Donc je dirais que cette application vlc c'est pas digne de ce nom puisqu'elle ne lit apparemment qu'un seul format, celui de apple alors que la caractéristique principale de vlc est de lire tous les formats possibles et imaginables. 

bref, quel est le moyen le plus simple et le plus rapide d'encoder mes films divx en format .mov ? Je passe simplement par quicktime et je fais "élaguer" c'est ça ?

---------- Nouveau message ajouté à 09h37 ---------- Le message précédent a été envoyé à 09h05 ----------

Voilà alors quicktime transforme très rapidement et très facilement mes .avi en format .mov par contre pour les wmv c'est une autre paire de manches je pense qu'il me faudra un logiciel d'encodage qui prendra un temps énorme etc. 

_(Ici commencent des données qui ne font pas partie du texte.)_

PR #3338, opened 2024-05-08
Updated golang to 1.21 in Dockerfile

lexpierce:
The current Dockerfile uses golang:1.19, which doesn't match either go.mod or the libraries in use, and doesn't build correctly. This should be updated to Go 1.21 at a minimum.

### DIFF
--- a/Dockerfile
+++ b/Dockerfile
@@ -13,7 +13,7 @@ RUN make build-static
 
 USER node
 
-FROM golang:1.19 as golayer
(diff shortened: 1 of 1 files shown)


harshavardhana:
As you can see, the changes here won't make any difference in fact, this docker file must be purged from the repo.

harshavardhana:
https://github.com/minio/console/pull/3340 is the necessary PR.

quoi qu'il en soit même lorsque j'utilise quicktime et que j'élague tout le film en format .mov il arrive que je n'aie plus de son lorsque je le visualise sur iPad.

Est-ce qu'il existe une autre application iPad qui lit sans problème n'importe quel format vidéo ?


----------



## Anonyme (2 Octobre 2010)

essaie CineXPlayer ca marche bien chez moi


----------



## momo-fr (3 Octobre 2010)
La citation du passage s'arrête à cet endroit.